Many backgrounds teach that sexual expression of any kind is inappropriate except for within the bounds of heterosexual marriage. There is an idea to shut off sexuality until the sacred wedding night, when all feelings and experiences will come together in a beautiful bed of roses and fireworks will explode. Not surprisingly, people who think of sexuality as sinful do not automatically become comfortable in sexuality upon marriage and in fact struggle to feel pleasure and override the guilt for years and years.
No matter what sexual behaviors you feel comfortable expressing, it is important to realize that we are all sexual beings and to try and repress that is detrimental to emotional and spiritual well-being. This isn’t to say that if you agree with your religious mandates to abstain from intercourse until marriage, for example, that you can’t express sexuality. You may find it better to enjoy kissing or making out, oral sex, masturbation, or simply becoming aware of your own body through yoga or other exercise. The important thing is to increase an awareness and enjoyment of your own body and its responses.
One important point to realize in grappling with sexuality within a specific belief system is to differentiate between religion and spirituality.
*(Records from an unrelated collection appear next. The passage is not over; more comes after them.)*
PR #1104, opened 2019-07-29
(maint) Split help text banners into their own file

beechtom:


lucywyman:
This seems like unnecessary complication? I'm not sure what we gain by doing this.

beechtom:
I was mostly just trying to clean up the option parser and make it a bit more readable since it was getting pretty lengthy from all of the additional banners that were added. Would there be a better approach / is it not really a concern?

Spirituality is an all-encompassing way of life and how you view the world and your role in it. Religion is the institution, such as the church that offers a community and guidelines for living. Some people connect the two, and others don’t.
Another huge challenge comes from not only determining what belief system to follow, but also the fact that even within specific belief systems there is a wide range of opinion over sexual practices, such as “It’s a sin to have sexual intercourse before marriage, but oral sex is okay.” “Making out is okay, but if the guy gets an erection you’ve gone too far.” “Sexual fantasies are only okay if they are about your spouse.”
Unfortunately, because sexuality becomes confusing and the lines are blurred, many teens (and people in general) end up trying to deny all sexual urges and thoughts altogether, because it seems easier to just ignore it, if we actually could. However, this suppressed sexuality often leads to feelings of shame, guilt, or even eventual unsafe sexual actions due to being caught up in the moment and feeling to think through contraception or relational aspect, often leading to more guilt or even STI’s or unwanted pregnancies.
Just as sexuality does not create your entire personality, neither does it determine your spiritual self. Yes, it may be an important part of your morality system, but no belief system or religion is based off of your sexual behavior. You can be free to learn, create, question, and challenge any belief system (or lack thereof) regardless of your sexual behavior.